→ **What to produce**:
Each line from the start of the entries through the line that contains "if this persists." should be output exactly, please.

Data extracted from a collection
------------------------------
PR #4212, opened 2016-04-21
More TS API improvements

mattpap:
- [x] always create legend, so that we can style it before adding glyphs
- [x] toolbar is now a `<div>` and its CSS is fixed
- [x] toolbar is rendered immediately, instead of in `render()`
- [x] fix `Legend`'s typings


mattpap:
> FAIL: Image dimensions do not match

@birdsarah, how do I recover from this?

> PhatomJS Error: : Could not open comm

@bryevdv, this might be related to your recent changes.

bokehjs/src/coffee/models/axes/axis.coffee
```diff
@@ -283,14 +283,20 @@ class AxisView extends Renderer.View
...
+    if isNaN(x) or isNaN(y)
+      return
+
     if angle
-      ctx.translate(sx+nx*standoff+nx*xoff, sy+ny*standoff+ny*yoff)
+      ctx.translate(x, y)
       ctx.rotate(angle)
       ctx.fillText(label, 0, 0)
       ctx.rotate(-angle)
-      ctx.translate(-sx-nx*standoff+nx*xoff, -sy-ny*standoff+ny*yoff)
```
mattpap: @bryevdv, I assumed this is a bug. This should just be `-x, -y`, but it's not. Or do I miss something here?

mattpap: Also, it it a true optimization to split zero and non-zero angle cases here? I have to verify that, but I would expect `rotate(0)` to be a no-op and `fillText(label, non_zero, non_zero)` to actually perform translation behind the scenes.

bryevdv:
My recent change only wrapped the `comm` attempt in a `try`/`catch`

bokehjs/src/coffee/models/axes/axis.coffee
bryevdv: It used to be prudent to avoid setting anything on the CTX necessarily, I'd have to go dig up the benchmarks I found, is it still the case, I don't know.

bryevdv: @mattpap yes it looks like it could be `-x` and `-y`

mattpap:
> My recent change only wrapped the comm attempt in a try/catch

@bryevdv, that issue resolved by itself. We should look into future tests run to see if this persists.

@birdsarah, I still didn't get any feedback regarding integration tests. Not that other work depends on this PR.

bryevdv:
@mattap re: image dimensions are you asking how to update the rest? (Because the dimensions are expected to change?)

mattpap:
@bryevdv, at this point I'm not sure if it's a bug I introduced in this PR (based on manual testing it doesn't seem so) or this is a problem with testing infrastructure. We aren't under pressure for merging this (thought it would be helpful), but I have pending changes and I would like to know what is going on here.

bokehjs/src/coffee/models/axes/axis.coffee
mattpap: @bryevdv, I'm also curious if you benchmarked, e.g., `ctx.translate(x, y); ctx.translate(-x, -y)` vs. `ctx.save(); ctx.restore()`?

bryevdv:
@mattpap I din't see every GH notification sometimes (and I definitely don't see every GH ping responded to!), I would suggest if something is pressing that multiple communication channels (email, gitter) also be used.

mattpap:
@birdsarah, I need the integration test issue resolved at some point.

birdsarah:
@mattpap 

1) I would have thought the explanation is pretty clear - the images are different sizes
2) If you look at the test report: https://s3.amazonaws.com/bokeh-travis/124979554/tests/pytest-report.html you can SEE the difference between the checked in image and your test image - one has a horizontal line under the toolbar, one doesn't - I am guessing this is something to do with your css changes.

Please at least try reading the test reports.

mattpap:
@birdsarah 

> 1) I would have thought the explanation is pretty clear - the images are different sizes

That's not an explanation. An explanation would be to be informed where this difference comes from. It would be helpful to know even that this is an off by one pixel difference.

A different question is why only integration tests fail and not everything else. Examples should fail as well, but they happily pass and only manual inspection reveals the (subtle; but it depends on perception) difference. I would expect to get the same kind of feedback from different but related test groups, i.e. if one fails hard, the other do as well.

> If you look at the test report:

I can't make anything out of that report. It's unhelpful. Examples' report is actually better in this case, yet getting to it isn't as easy as it used to be (some of its functionality is broken as well). The reason is vast amount of unrelated logs being recorded, which makes travis ci fail to display the entire log. The link to the report is at the end of it, thus requiring me to open raw log and search in it. To you this is perhaps a minor thing, but to me, a developer requiring a helpful tool for his daily work, it's a major pain when those little annoyances accumulate (and there are plenty of them, not only in the testing infrastructure, but in build tools, etc. as well).

> Please at least try reading the test reports.

I will comment on this in a more appropriate place.

birdsarah:
- "That's not an explanation. An explanation would be to be informed where this difference comes from." - Fair enough, that's just the raw output from pdiff, it's not something I wrote, we could maybe test the exit status and write a more detailed help statement. Open an issue?

- On a related note, I squashed the log in the image diff tests so the html test report says "no log output captured" we could probably do better than that. Another issue?

I can't tell from  the rest of your comments, if you think your grievances are are things that I have introduced into Bokeh. I don't think they are, and I agree with most of them....so more issues? 

Why only integration tests fail and not everything else:
- lack of unit tests (although its hard (impossible?) to unit test css)
- examples tests pass, even when there's diffs - it's been like that for as long as I've been working with bokeh (which is not as long as you) I agree that this is sub-optimal which is why I was excited to create image diff tests with reference images checked into the library that fail on a diff. 

"I can't make anything out of that report. It's unhelpful." - Please open an issue with suggestions of how to make it better. It reads fine to me, so its hard for me to know how to improve it.

Examples report: "Yet getting to it isn't as easy as it used to be" - what did it used to be? Sounds like we need an issue for this too

"The reason is vast amount of unrelated logs being recorded, which makes travis ci fail to display the entire log." - Can you elaborate / open an issue

bryevdv:
Hi.
 
I think we are all on the same page in wanting Bokeh to be better, for users and for developers. I think we all want more testing, and more automated testing. Is there any disagreement here? I can't think of any two people who have one more to improve the testing of Bokeh than the two of you. Then we just have to figure out constructive ways to work together and accommodate one another, as well as  be accountable to one another, as we work toward those goals (which will surely take longer than we'd like, such is the reality of limited resources).

Here is my super-abridged take on the friction in this PR (***please*** correct me if I am mischaracterizing anything)

* @mattpap is frustrated about certain aspects of the current testing machinery
* @birdsarah could potentially help, but is frustrated by terse requests / missing details

Presumably, no one here *wants* or *intends* to frustrate anyone else, so let's decide not to do that. In my experience, that means thinking about what I can do differently, to *help the person I want help from*. 

One of the really valuable observations that came out of the estimation meeting is that our GH issues can definitely at times be underspecified, lack enough information, or overlap too much with other issues. So let's use this as an opportunity to practices being better there. I'm happy to shatter my "under 600 issues" dream, for a raft of detailed issues that really focus constructive discussion and development. So:

@mattpap will you commit creating detailed, fine-grained issues for specific enhancements that you would like to see, explaining why they would be helpful to you or others, answering any questions for more detail?

@birdsarah will you commit to discussing those issues, providing sincere feedback about feasibility, difficulty, possible implementation issues, and asking questions for more details if necessary?

If we can do those things, then we can plan and prioritize these things as a team. 

Thank you both for all you've done to make Bokeh better.

birdsarah:
@bryevdv - thank you for your note. 

> will you commit to discussing those issues, providing sincere feedback about feasibility, difficulty, possible implementation issues, and asking questions for more details if necessary?

Absolutely.

mattpap:
Despite unrelated discussions in this PR, I would like to actually fix the problem there is with integration tests. At this point we know that there is a slight difference in how toolbar is rendered. There used to be more space (1~2px) above the toolbar. The difference comes most likely from the fact that toolbar isn't embedded into a table directly anymore, but has its own div and thus there are no interaction between table's borders and toolbar borders (but maybe there is some thing else going on in similar fashion). This difference is acceptable, especially that whole table structure is going away soon.

Examples tests don't fail hard and give valuable feedback on what is actually different between `master` and this PR. The reason they are helpful is because despite plot size change, they take more space into account, so plot size difference (up to some degree) is incorporated in a diff. On the other hand, integration tests fail hard. This raises a question I asked at the beginning of this PR, how do I recover from this? Obviously I can restore original plot size, which I don't have intention to, because I think the new size is actually better (less space wasted). What do I do next? I tried to follow integration tests' code, but I don't see where `base` images come from. I presume `base` images are stored on S3, the same as images produced by examples. At this point my observation is that I'm not allowed to change plot size in integration tests. So are there any actions for me to perform to get around this? Is this a bug or a design oversight? I would expect image diff images to fail softly and always produce a diff.

I have a long list of things that don't work or don't work for me in the new testing infrastructure (some inherited from the old one), but that's something for longer term development perspective. The problem in the PR is something I need to get fixed soon.

mattpap:
Now I see that both failing tests' base images are committed into the repository.

bryevdv:
@mattpap do you have enough to go on now?

mattpap:
@bryevdv, it depends. Just pushing this forward yes, but that would leave the issue unresolved. As I see it, with integration tests we have to update those images every time something changes, even if it's unrelated. Currently there are only two base images to consider, but ultimately there will be lots of them and this approach is not going to function. Note also that putting generated stuff in the repository is against our policy. I would like examples and integration tests use the same soft approach with uploads to S3 and then we can experiment with and implement new, possibly better, approach with hard failures.

bryevdv:
@mattpap I agree that putting them in the repo is not scalable in the long term. Rather than S3, I would suggest making a separate GH repo to hold reference images for image tests.That would be much more accessible to anyone (everyone) that does not interact with S3 regularly. I also agree that now that there is some infrastructure, the actual policies about what and when to test using it need some thought and guidance. There *are* things that should *never change*. At least certainly not accidentally or without deliberation. Can you collect your own ideas for features, polices, improvements, etc. into a discussion issue? You, me, @birdsarah and anyone else interested can weigh in and then we can create a epic with sub-tasks for improving testing even more.

birdsarah:
I very recently updated the dev docs with information on how to run the screenshot tests, including how to create new base screenshots.

https://github.com/bokeh/bokeh/blob/master/sphinx/source/docs/dev_guide/testing.rst#screenshot-tests

It's very straightforward....once you have it setup.

I can also submit the updated screenshots if you like.

birdsarah:
(On the testing note, for background, some good discussions were had here: https://github.com/bokeh/bokeh/pull/3896. Other related PRs: https://github.com/bokeh/bokeh/pull/3869, https://github.com/bokeh/bokeh/pull/3975)

birdsarah:
@mattpap I added the base screenshots and I also fixed the merge conflict as both merge conflicts were related to my recent PR so it seemed easy for me to do.

mattpap:
@birdsarah, thanks.

mattpap:
So, I think we should set `toolbar_location=None` for all integration tests that don't explicitly test toolbar's behavior. This is not only to reduce unnecessary work as in this PR, but also to simply make reasoning about test failures easier, because failure in toolbar rendering, shouldn't stop unrelated tests from succeeding (or failing, but for an unrelated reason). Of course we need a test that actually tests the toolbar and for the remainder of tests we need tool activation API.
------------------------------
→ **Task output**:
PR #4212, opened 2016-04-21
More TS API improvements

mattpap:
- [x] always create legend, so that we can style it before adding glyphs
- [x] toolbar is now a `<div>` and its CSS is fixed
- [x] toolbar is rendered immediately, instead of in `render()`
- [x] fix `Legend`'s typings


mattpap:
> FAIL: Image dimensions do not match

@birdsarah, how do I recover from this?

> PhatomJS Error: : Could not open comm

@bryevdv, this might be related to your recent changes.

bokehjs/src/coffee/models/axes/axis.coffee
```diff
@@ -283,14 +283,20 @@ class AxisView extends Renderer.View
...
+    if isNaN(x) or isNaN(y)
+      return
+
     if angle
-      ctx.translate(sx+nx*standoff+nx*xoff, sy+ny*standoff+ny*yoff)
+      ctx.translate(x, y)
       ctx.rotate(angle)
       ctx.fillText(label, 0, 0)
       ctx.rotate(-angle)
-      ctx.translate(-sx-nx*standoff+nx*xoff, -sy-ny*standoff+ny*yoff)
```
mattpap: @bryevdv, I assumed this is a bug. This should just be `-x, -y`, but it's not. Or do I miss something here?

mattpap: Also, it it a true optimization to split zero and non-zero angle cases here? I have to verify that, but I would expect `rotate(0)` to be a no-op and `fillText(label, non_zero, non_zero)` to actually perform translation behind the scenes.

bryevdv:
My recent change only wrapped the `comm` attempt in a `try`/`catch`

bokehjs/src/coffee/models/axes/axis.coffee
bryevdv: It used to be prudent to avoid setting anything on the CTX necessarily, I'd have to go dig up the benchmarks I found, is it still the case, I don't know.

bryevdv: @mattpap yes it looks like it could be `-x` and `-y`

mattpap:
> My recent change only wrapped the comm attempt in a try/catch

@bryevdv, that issue resolved by itself. We should look into future tests run to see if this persists.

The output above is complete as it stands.